Effect of annealing on the structural and optical properties of heavily carbon-doped ZnO

ZnO films grown by metalorganic vapor phase epitaxy (MOVPE) at low temperatures (similar to 500 degrees C) exhibit very high levels of carbon incorporation in the range of up to several percent. Such large levels of carbon incorporation significantly affect the structural properties of the thin films resulting in broadening of symmetric (0 0 2) rocking curves as well as broadened (1 0 1) pole figures compared with films grown at high temperature.

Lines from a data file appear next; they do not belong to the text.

Issue #176, opened 2016-05-07
Make a function to extract anisotropy versus radial coordinate


DanHickstein:
I got an e-mail from a PyAbel user a few days ago: he was accustomed to using the BASEX software and he wanted to calculate the anisotropy parameter as a function of the radial coordinate. Currently, our `abel.tools.vmi.anisotropy_parameters()` function only calculates the anisotropy parameter for one specific curve. While it is possible to pass several radial ranges to `abel.tools.vmi.radial_integration()`, it's not possible to get the "anisotropy-versus-radius curve" without a little bit of coding. 

So, the question is, should this just be a function in PyAbel? It's only a few lines of code, but it might save interested users some time.

I provided the user following code that achieves this, and it could be wrapped up into a function pretty easily:

```python
# We start with AIM as the transformed image.
# first we set up the ranges for radial integration

r = np.arange(0,300,2) # the step here should be changed to give good signal-to-noise
r_range = zip(r[:-1], r[1:])

# map to intensity vs theta for each radial range
intensities, theta = abel.tools.vmi.radial_integration(AIM, radial_ranges=r_range)


# The following just loops over the intensity values and calculated the anisotropy
# There is probably a way more Pythonic way to do this. Probably with the "map" function...
anisotropies = np.zeros(np.shape(intensities))
errors       = np.zeros(np.shape(intensities))

print("radial-range      anisotropy parameter (beta)")
for i, (rr, intensity) in enumerate( list(zip(r_range, intensities)) ):

    (beta, error_beta), (amplitude, error_amplitude) = abel.tools.vmi.anisotropy_parameter(theta, intensity)
    
    anisotropies[i] = beta
    errors[i] = error_beta
```

stggh:
@DanHickstein this is very good, and your code `r_range = zip(r[:-1], r[1:])` is an education.

[...]

PR #178, opened 2016-07-05
anisotropy versus radial coordinate

stggh:
From issue #176. This is really @DanHickstein's baby, that I somehow hijacked.  It simply allows the determination of the anisotropy parameter for a radial grid, determined from @DanHickstein clever code [example](https://github.com/PyAbel/PyAbel/issues/176#issue-153615099):
```python
r = np.arange(0,300,2)
r_range = list(zip(r[:-1], r[1:]))
```
In this PR I have:
 1. Created new function `abel.tools.vmi.anisotropy()` to provide a single call to obtain the anisotropy parameter. Previously, 2 steps were required, one to evaluate intensity vs angle (for a given radial range) `abel.tools.vmi.radial_integration()`, the second to evaluate the anisotropy parameter from a fit to the intensity variation `abel.tools.vmi.anisotropy_parameter()`. See `examples/example_O2_PES_PAD.py`

 2. Modified `abel.tools.vmi.anisotropy_parameter()` to accept an array of intensity vs thetas
    previously this required a for loop to process the return arrays of `abel.tools.vmi.angular_integration()`. Again, see `examples/example_O2_PES_PAD.py`

 3. (Yet) another example  'example_PAD.py` demonstrating the new function calls
  Individual peaks (red points, with error bars in plot below):
     ```python
     r_range = [(93, 111), (145, 162), (255, 280), (330, 350), (350, 370),
           (370, 390), (390, 410), (410, 430)]

     # anisotropy parameter for each tuple r_range
      Beta, Amp, R = abel.tools.vmi.anisotropy(AIM, r_range)
    ```
    and the whole radial grid (to emulate `basex`/`linbasex`), (green line in plot below):
    ```python
    # OR  anisotropy parameter for ranges (0, 20), (20, 40) ...
    Br, Ar, Rr = abel.tools.vmi.anisotropy(AIM, 20)
    ```

example_pad

I am not 100% happy with the whole radial-grid output (green line in plot), I would prefer it to look like the output from `basex`/`linbasex`.  I guess  I should plot the anisotropy parameter outputs from `basex`/`linbasex` for comparison. 

Open for comment ...

### DIFF
--- a/abel/tools/vmi.py
+++ b/abel/tools/vmi.py
@@ -248,8 +248,8 @@ def anisotropy(AIM, radial_ranges=None):
     Covenience function providing a single call to 'radial_integration' and
     'anisotropy_parameter'
 
-    Note: in general specifying a radial range tuple that encompasses a spectral
-    feature that has good intensity, will provide a more accurate
+    Note: in general specifying a radial range tuple that encompasses a
+    spectral feature that has good intensity, will provide a more accurate
     anisotropy parameter
 
     Parameters
@@ -279,4 +279,5 @@ def anisotropy(AIM, radial_ranges=None):
     IvsTheta, theta, Rbar = radial_integration(AIM, radial_ranges)
     Beta, Amp = anisotropy_parameter(theta, IvsTheta)
 
-    return Beta, Amp, Rbar
+    # tranpose gives beta vs r, ebeta vs r etc
+    return np.transpose(Beta), np.transpose(Amp), Rbar
--- a/abel/tools/vmi.py
+++ b/abel/tools/vmi.py
@@ -47,8 +47,8 @@ def angular_integration(IM, origin=None, Jacobian=True, dr=1, dt=None):
         is equal to the height of the image (which should typically ensure
         good sampling.)
 
-    Returns
-    -------
+    [eturns
+    a#------
     r : 1D numpy.array
          radial coordinates
 
@@ -213,9 +213,50 @@ def anisotropy_parameter(theta, intensity, theta_ranges=None):
         intensity = intensity[subtheta]
 
     # fit angular intensity distribution
-    popt, pcov = curve_fit(PAD, theta, intensity)
-
-    beta, amplitude = popt
-    error_beta, error_amplitude = np.sqrt(np.diag(pcov))
+    try:
+        popt, pcov = curve_fit(PAD, theta, intensity)
+        beta, amplitude = popt
+        error_beta, error_amplitude = np.sqrt(np.diag(pcov))
+    except:
+        beta, error_beta = nan, nan
+        amplitude, error_amplitude = nan, nan
 
     return (beta, error_beta), (amplitude, error_amplitude)
+
+
+def anisotropy(AIM, radial_step):
+    """
+    Combines `radial_intensity()` and `anisotropy_parameter()` to return the
+    anisotropy parameter for each of the radial ranges.
+
+    Parameters
+    ----------
+    AIM : numpy 2d float array
+        inverse Abel transformed image slice
+    radial_step: int
+        radial integration over 'radial_step' radii
+
+    Returns
+    -------
+    beta : array of tuples
+        (beta0, error_beta_fit0), (beta1, error_beta_fit1), ... 
+        corresponding to the radial ranges
+    amplitude : array of tuples
+        (amp0, error_amp_fit0), (amp1, error_amp_fit1), ... 
+        corresponding to the radial ranges
+
+    """
+    rows, cols = AIM.shape
+    radial_grid = np.arange(0, cols//2)
+    # clever code from @DanHickstein
+    radial_ranges = zip(radial_grid[:-radial_step], radial_grid[radial_step:])
+
+    IvsTheta, theta, Rbar = radial_integration(AIM, radial_ranges)
+    Beta = []
+    Amp = []
+    for i, angle in enumerate(theta):
+        (beta, ebeta), (amp, eamp) = anisotropy_parameter(angle, IvsTheta[i])
+        Beta.append((beta, ebeta))
+        Amp.append((amp, eamp))
+
+    return Beta, Amp
--- a/abel/tools/vmi.py
+++ b/abel/tools/vmi.py
@@ -173,16 +173,9 @@ def radial_integration(IM, radial_ranges=None):
         Intensity_vs_theta.append(intensity_vs_theta_at_R)
         radial_midpt.append(np.mean(rr))
 
-        # evaluate anisotropy parameter from intensity_vs_theta_at_R fit to
-        #        amp*(1 + beta P_2(cos theta)) 
-        # returns (beta_i, fit_error_i) for each radial range
         beta, amp = anisotropy_parameter(theta, intensity_vs_theta_at_R)
         Beta.append(beta)
         Amp.append(amp)
-     
-    Beta = np.transpose(Beta)
-    Amp = np.transpose(Amp)
-    Intensity_vs_theta = np.array(Intensity_vs_theta)
 
     return Beta, Amp, radial_midpt, Intensity_vs_theta, theta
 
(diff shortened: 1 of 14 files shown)


stggh:
Hmm, I am not sure why Travis-CI for Python3.3 fails, all others (including the AppVeyor build) pass.

abel/tools/vmi.py
```diff
@@ -13,13 +13,13 @@
...
-    """ 
-    Angular integration of the image.
+    """Angular integration of the image.
 
     Returns the one-dimentional intensity profile as a function of the
     radial coordinate.
-    
-    Note: the use of Jacobian=True applies the correct Jacobian for the integration of a 3D object in spherical coordinates.
+
+    Note: the use of Jacobian=True applies the correct Jacobian for the
```
DanHickstein: maybe change "correct Jacobian" to "correct Jacobian (r*sin(theta))"

DanHickstein: Oh, this is mentioned in the Parameters section. Disregard.

DanHickstein:
Thanks for adding this @stggh! I didn't look to carefully at the code yet, but the general idea seems great.  

The disagreement between the red dots and green curve is just a result of different bin boundaries being used, correct? And we would expect them to be on top of each other given the same bins?

What are you unhappy about regarding the output? BASEX.exe provided one anisotropy point per output pixel, so perhaps you can emulate the old (crappy) behavior by just setting your bin step to 1. In this case, the output is going to be really noisy, so when you plot it, you'll likely need to set some intensity threshold and only plot the anisotropy where you have sufficient signal (set all of the below threshold anisotropy points to np.nan).

stggh:
Hmm, a small uniform grid fails dismally, due to the lack of intensity in most regions of the fit:
anisotropy

In reality, the fixed spaced grid determination of the anisotropy parameter, from a least-squares fit to the intensity variation, has little utility, due to the large error bar associated with fits for low intensity spectral radial regions. It lacks the advantages inherent in the `basex`/`linbasex` approaches. However, this PR does provide a nice interface to extract anisotropy parameters from any image:

```python
Beta, Amp, Rmid = abel.tools.vmi.anisotropy(AIM, radial_ranges=[(rmin0, rmax0), (rmin1, rmax1), ...])
```
which I claim should provide the most accurate anisotropy parameter determination.

I will tidy up `example_PAD.py` which might better be adapted from `example_linbasex_hansenlaw.py` as in the figure above.

DanHickstein:
well, the small uniform grid is almost doing the right thing in the regions where there is signal. But linbasex (and the blue dots) really does a nice job.

stggh:
I updated `examples/example_PAD.py`

example_pad

`linbasex` does a pretty good job determining the anisotropy parameter, and it is nice that it is a by-product of the method.

Q: @DanHickstein, @DhrubajyotiDas  is it possible for `basex` to return the anisotropy parameter variation in the same way as `linbasex`?

I will (hope to!) add something to the docs to discuss the anisotropy parameter evaluation.

For this PR, specifically the code in `abel/tools/vmi.py` it may be better to simply have `radial_integration()` return the anisotropy parameter fits. ie. remove the pseudo `anisotropy()` function and add the line `Beta, Amp = anisotropy_parameter(theta, IvsTheta)` to `radial_integration()`.  I will do this later tonight or early tomorrow.

DanHickstein:
This looks really nice @stggh!

Using basex, it should be possible to analytically calculate the anisotropy parameter. However, I'm not sure if the anisotropy parameter would actually be much nicer than what you get from fitting functions to the image as your function can do for any transform method. The reason is that Basex is using a basis set that corresponds to a pixel-by-pixel transform. In contrast, the linbasex method is fitting to functions that are quite smooth in the angular dimension. It's the ideal case for extracting the anisotropy parameters, and I doubt that any method that doesn't fit to polar basis functions like these could really compete for producing nice anisotropy distributions. It's probably worth noting this observation in the PyAbel docs somewhere.

stggh:
The image anisotropy parameter determination is now rationalized to the single function `abel.tools.vmi.radial_integration()`. Updated `examples/example_PAD.py` to match. 

```python
Beta, Amp, Rmid, Ivstheta, theta = abel.tools.vmi.radial_integration(HIM.transform, r_range)
```

Added `doc/anisotropy_parameter.rst`.  Note:

 1.  this is photoelectron specific.
 2.  my description of `linbasex` method is vague. 


For consideration:
    
  There is a namespace collision between `linbasex` use of `Beta` and the anisotropy parameter. Currently, `linbasex` returns `Beta[0]` = speed, and `Beta[1]` = anisotropy parameter. I think, strictly speaking, this data "should" be in the array as `Beta[2]` ?  @gerber-t  sorry for the lack of rigour. I will fix this issue later.

stggh:
This PR extends the evaluation of the anisotropy parameter &beta; for specific radial regions (usually those that cover strong spectral features) to emulate the full radial determination provided by `linbasex` and `basex`. It achieves this by providing for an integer `step` parameter, which to define a radial grid `(0, step), (step, 2*step), ... , (rmax-step*2, rmax-step)`, using the [clever](https://github.com/PyAbel/PyAbel/issues/176#issue-153615099)  python code of @DanHickstein.

The anisotropy parameter for each radial range is determined by first extracting the (integrated) intensity vs angle, and then fitting  `amp*(1 + beta * P2(cos(theta))` to the intensity, with `beta` and
`amp` as parameters, returned together with their parameter fit errors.

As for all the anisotropy parameter determinations, the most accurate values are determined where the image intensity is strong. Consequently, it turns out, that a uniform `step` grid is of little utility for this method. A more accurate determination of the anisotropy parameter is obtained by limiting the radial (integration) range to spectral features of good intensity.

The `linbasex` method fits Legendre polynomials to each radial (Newton sphere) and consequently directly provides the radial distribution of the anisotropy parameter directly.

As illustrated in the figure [above](https://github.com/PyAbel/PyAbel/pull/178#issuecomment-231002656) the two methods provide complementary information.

Main changes: 

 (1) `radial_ranges` now accepts an integer `step` parameter to define a uniform radial grid over which to extract `I  vs  theta` and determine the anisotropy parameter from a least-squares fit.

 (2) `abel.tools.vmi.radial_integration()` has been rationalized to now return the anisotropy parameter (and parameter fit error), instead of only intensity vs angle for each radial range (which then required a separate call to `abel.tools.vmi.anisotropy_parameter()`).

 (3) Updated examples that involve the anisotropy parameter determination: `example_GUI.py, example_linbasex_hansenlaw.py, example_O2_PES_PAD.py, example_simple_GUI.py`, with a new example, `example_PAD.py`, illustrating the two `PyAbel` methods to determine anisotropy parameters (image above).
   Made improvements to `example_GUI.py` to include `linbasex` transform, and to plot the radial variation of the anisotropy parameter, available for this case.

 (4) New documentation `anisotropy.rst`.

 (5) Added unit test for anisotropy parameter, in `abel/testing/test_tools.py`,

stggh:
@PyAbel/developers, I think that this PR is ready for merging. Overall, it is only a small change to PyAbel.

DanHickstein:
Thanks for doing this @stggh! Sorry to be absent from the conversation - I've been quite busy for the past few days putting together a conference talk. I'll try to take a look at this in the next few days. Otherwise we can merge as is.

stggh:
@DanHickstein no worries.  Take your time. My main constraint is that I will be travelling in 3 weeks time, for a period of 3 weeks.

stggh:
@DanHickstein I would like to merge this PR to allow a little time to work more on aspects of the `linebasex` method processing, before I travel.

 I have been playing with the anisotropy determination and it provides more of what a user might expect when `Beta[2]` (or the attribute `.Beta[1]`) is plotted not normalized. e.g.
beta1

Note, this is only a stylistic change (does not affect the anisotropy parameter), but the anisotropy output may be more familiar to uses of other inverse Abel programs - I think?

DanHickstein:
Yup, go ahead and merge! Thanks @stggh!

Annealing of the films under air ambient at temperatures between 800 and 1100 degrees C results in dramatic sharpening of symmetric (0 0 2) rocking curves, indicating improved crystal alignment along the c-axes. (1 0 1) pole figure scans also show significant sharpening in the azimuthal axis, indicating similar improvements in the in-plane crystal alignment perpendicular to the c-axis. Raman spectra for as-grown ZnO at 500 degrees C show strong D and G peaks at 1381 and 1578 cm(-1) due to sp(2) carbon clusters. Annealing at 1000 degrees C results in the elimination of these bands, indicating that post-growth annealing treatment is a useful method to reduce the concentration of sp(2) carbon clusters.